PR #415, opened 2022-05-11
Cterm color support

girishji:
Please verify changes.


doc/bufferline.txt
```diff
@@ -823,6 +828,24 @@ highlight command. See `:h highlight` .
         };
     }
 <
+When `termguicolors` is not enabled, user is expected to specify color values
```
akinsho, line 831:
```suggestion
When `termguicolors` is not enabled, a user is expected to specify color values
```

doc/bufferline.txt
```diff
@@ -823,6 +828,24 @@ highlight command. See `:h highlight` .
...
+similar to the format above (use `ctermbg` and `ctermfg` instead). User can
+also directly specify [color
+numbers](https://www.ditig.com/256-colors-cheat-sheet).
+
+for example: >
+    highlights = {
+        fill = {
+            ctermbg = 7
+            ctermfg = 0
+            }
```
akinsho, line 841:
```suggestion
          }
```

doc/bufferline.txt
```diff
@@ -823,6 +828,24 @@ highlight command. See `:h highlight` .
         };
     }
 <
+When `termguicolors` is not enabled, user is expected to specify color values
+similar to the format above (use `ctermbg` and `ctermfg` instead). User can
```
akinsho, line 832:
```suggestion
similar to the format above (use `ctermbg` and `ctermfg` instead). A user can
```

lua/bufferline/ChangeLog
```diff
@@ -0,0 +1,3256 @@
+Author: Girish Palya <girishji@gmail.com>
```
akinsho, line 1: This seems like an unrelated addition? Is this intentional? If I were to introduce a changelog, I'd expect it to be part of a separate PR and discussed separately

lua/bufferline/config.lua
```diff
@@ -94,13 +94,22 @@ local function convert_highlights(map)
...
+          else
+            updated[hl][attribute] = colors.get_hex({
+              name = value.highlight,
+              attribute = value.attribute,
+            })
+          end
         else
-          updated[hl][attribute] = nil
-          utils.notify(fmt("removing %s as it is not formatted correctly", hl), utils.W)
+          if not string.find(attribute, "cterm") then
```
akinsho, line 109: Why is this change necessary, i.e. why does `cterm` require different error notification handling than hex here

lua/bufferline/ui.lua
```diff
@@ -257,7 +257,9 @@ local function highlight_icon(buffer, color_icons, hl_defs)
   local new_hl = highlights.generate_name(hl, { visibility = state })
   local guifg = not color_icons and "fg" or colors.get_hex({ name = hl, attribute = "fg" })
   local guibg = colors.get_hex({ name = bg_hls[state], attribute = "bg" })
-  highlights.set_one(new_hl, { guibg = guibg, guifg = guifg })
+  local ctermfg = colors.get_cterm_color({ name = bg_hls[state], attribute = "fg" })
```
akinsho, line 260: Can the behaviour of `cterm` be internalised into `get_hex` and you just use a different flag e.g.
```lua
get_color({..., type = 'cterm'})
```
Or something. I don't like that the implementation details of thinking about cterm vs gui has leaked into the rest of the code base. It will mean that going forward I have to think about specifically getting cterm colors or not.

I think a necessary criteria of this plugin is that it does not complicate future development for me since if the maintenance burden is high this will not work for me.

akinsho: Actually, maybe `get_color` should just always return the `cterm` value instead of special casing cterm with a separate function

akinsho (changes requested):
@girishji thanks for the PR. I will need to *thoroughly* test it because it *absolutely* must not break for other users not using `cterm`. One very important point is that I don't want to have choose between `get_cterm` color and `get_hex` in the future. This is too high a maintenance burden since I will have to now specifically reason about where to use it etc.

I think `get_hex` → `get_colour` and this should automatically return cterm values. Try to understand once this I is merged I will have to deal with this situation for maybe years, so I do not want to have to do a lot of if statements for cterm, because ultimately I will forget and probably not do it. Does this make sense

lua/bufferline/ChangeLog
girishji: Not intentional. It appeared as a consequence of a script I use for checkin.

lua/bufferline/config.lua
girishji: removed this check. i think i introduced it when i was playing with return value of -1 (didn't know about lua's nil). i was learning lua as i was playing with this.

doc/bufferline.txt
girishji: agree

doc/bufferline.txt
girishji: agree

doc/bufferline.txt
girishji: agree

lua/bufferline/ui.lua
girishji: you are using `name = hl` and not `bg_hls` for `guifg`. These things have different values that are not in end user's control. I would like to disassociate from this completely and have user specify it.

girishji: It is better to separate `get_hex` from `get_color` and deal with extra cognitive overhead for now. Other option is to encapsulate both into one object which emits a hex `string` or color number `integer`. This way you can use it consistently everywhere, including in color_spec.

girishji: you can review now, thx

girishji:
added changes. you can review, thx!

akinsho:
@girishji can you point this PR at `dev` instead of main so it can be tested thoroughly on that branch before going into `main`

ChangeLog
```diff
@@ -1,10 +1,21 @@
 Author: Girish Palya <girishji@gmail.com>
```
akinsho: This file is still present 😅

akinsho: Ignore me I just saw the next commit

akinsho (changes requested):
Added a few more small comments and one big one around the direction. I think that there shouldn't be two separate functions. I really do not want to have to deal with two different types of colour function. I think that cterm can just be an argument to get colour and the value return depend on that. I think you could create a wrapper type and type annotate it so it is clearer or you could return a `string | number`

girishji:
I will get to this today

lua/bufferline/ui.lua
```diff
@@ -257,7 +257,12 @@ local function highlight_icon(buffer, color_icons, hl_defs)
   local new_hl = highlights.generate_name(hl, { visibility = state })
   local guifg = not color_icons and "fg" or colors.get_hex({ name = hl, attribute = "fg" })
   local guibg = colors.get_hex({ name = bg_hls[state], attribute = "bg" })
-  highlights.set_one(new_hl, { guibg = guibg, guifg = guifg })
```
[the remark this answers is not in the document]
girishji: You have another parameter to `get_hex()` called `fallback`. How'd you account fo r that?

What to work on: Go through the records above, find each line with the string "updated", and copy it.

Solution to this exercise:
+            updated[hl][attribute] = colors.get_hex({
-          updated[hl][attribute] = nil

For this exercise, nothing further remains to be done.